What you will do:
Exact reproduction of every entry is required.

Records for processing:
PR #50, opened 2019-01-03
Internal Debug Support

RadWolfie:
More or less a copy and paste from Cxbx-Reloaded's checking for any duplicated OOVPAs and "expanded?" errors. Which also include modification from C++ codes to C. And include error counts for `XbSymbolDataBaseTestOOVPAs` function.

Currently, there are total of 36 errors for D3DDevice_xxxxx symbols.

We also need to include support for verifying different symbol matching same address as well. TBA

NOTE: There may be a chance of add parameter support later on down the path for different test and so on. In theory, it may will be a separate function.

### DIFF
--- a/XbSymbolDatabase.c
+++ b/XbSymbolDatabase.c
@@ -492,7 +492,7 @@ bool XbSymbolScanSection(uint32_t xbe_base_address,
 {
 
     // Invalid argument
-    if (section_name == NULL || xbe_size == 0 || section_size == 0 || register_func == 0) {
+    if (section_name == std_nullptr || xbe_size == 0 || section_size == 0 || register_func == std_nullptr) {
         return 0;
     }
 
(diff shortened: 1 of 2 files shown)


RadWolfie:
PS: We can remove the original debug code from Cxbx-Reloaded. Which I will do that.

PatrickvL:
Looks good to me.

Please tell when you're ready so it can be merged

RadWolfie:
To be honest, we can merge it since the OOVPA progress I'm doing are still work in progress. Yet has benefit for XbSymbolCacheGenTest program to fix OOVPAs sooner.

I'll eventually make a new PR later on for ability to check symbols against duplicated address(es) only from xbe scan.

At least there's a notice for those going to use XbSymbolDataBaseTestOOVPAs function.

PR #2, opened 2021-06-18
Switch to LZO compression for faster startup

AlanGriffiths:


ogra1:
I just did some testing on a Raspberry Pi4 where i re-implemented the splash screen into the boot process ... with the old xz compression ubuntu frame takes about 5-6 seconds to start after the splash is gone from the screen (manually stopwatched), testing with lzo compression got that down to 2-3sec, the difference is significantly noticeable on boot ...

AlanGriffiths:
There's also https://github.com/MirServer/mesa-core20/pull/6

wmww (changes requested):
Looks like ` .idea/` got added before it was put in .gitignore, and needs to be dropped.

Other than that, sounds like a good idea to me.

AlanGriffiths:
> Other than that, sounds like a good idea to me.

Close enough to approval:

bors r=@wmww

PR #15, opened 2021-08-11
Add libfeedback and squeekboard parts

wmww:
I haven't tested installing/running this yet because I'm having problems with snapd system-wide on Arch and didn't fire up Ubuntu yet. It builds on my machine.

### DIFF
--- a/snap/snapcraft.yaml
+++ b/snap/snapcraft.yaml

Written solution:
PR #50, opened 2019-01-03
Internal Debug Support

RadWolfie:
More or less a copy and paste from Cxbx-Reloaded's checking for any duplicated OOVPAs and "expanded?" errors. Which also include modification from C++ codes to C. And include error counts for `XbSymbolDataBaseTestOOVPAs` function.

Currently, there are total of 36 errors for D3DDevice_xxxxx symbols.

We also need to include support for verifying different symbol matching same address as well. TBA

NOTE: There may be a chance of add parameter support later on down the path for different test and so on. In theory, it may will be a separate function.

### DIFF
--- a/XbSymbolDatabase.c
+++ b/XbSymbolDatabase.c
@@ -492,7 +492,7 @@ bool XbSymbolScanSection(uint32_t xbe_base_address,
 {
 
     // Invalid argument
-    if (section_name == NULL || xbe_size == 0 || section_size == 0 || register_func == 0) {
+    if (section_name == std_nullptr || xbe_size == 0 || section_size == 0 || register_func == std_nullptr) {
         return 0;
     }
 
(diff shortened: 1 of 2 files shown)


RadWolfie:
PS: We can remove the original debug code from Cxbx-Reloaded. Which I will do that.

PatrickvL:
Looks good to me.

Please tell when you're ready so it can be merged

RadWolfie:
To be honest, we can merge it since the OOVPA progress I'm doing are still work in progress. Yet has benefit for XbSymbolCacheGenTest program to fix OOVPAs sooner.

I'll eventually make a new PR later on for ability to check symbols against duplicated address(es) only from xbe scan.

At least there's a notice for those going to use XbSymbolDataBaseTestOOVPAs function.

PR #2, opened 2021-06-18
Switch to LZO compression for faster startup

AlanGriffiths:


ogra1:
I just did some testing on a Raspberry Pi4 where i re-implemented the splash screen into the boot process ... with the old xz compression ubuntu frame takes about 5-6 seconds to start after the splash is gone from the screen (manually stopwatched), testing with lzo compression got that down to 2-3sec, the difference is significantly noticeable on boot ...

AlanGriffiths:
There's also https://github.com/MirServer/mesa-core20/pull/6

wmww (changes requested):
Looks like ` .idea/` got added before it was put in .gitignore, and needs to be dropped.

Other than that, sounds like a good idea to me.

AlanGriffiths:
> Other than that, sounds like a good idea to me.

Close enough to approval:

bors r=@wmww

PR #15, opened 2021-08-11
Add libfeedback and squeekboard parts

wmww:
I haven't tested installing/running this yet because I'm having problems with snapd system-wide on Arch and didn't fire up Ubuntu yet. It builds on my machine.

### DIFF
--- a/snap/snapcraft.yaml
+++ b/snap/snapcraft.yaml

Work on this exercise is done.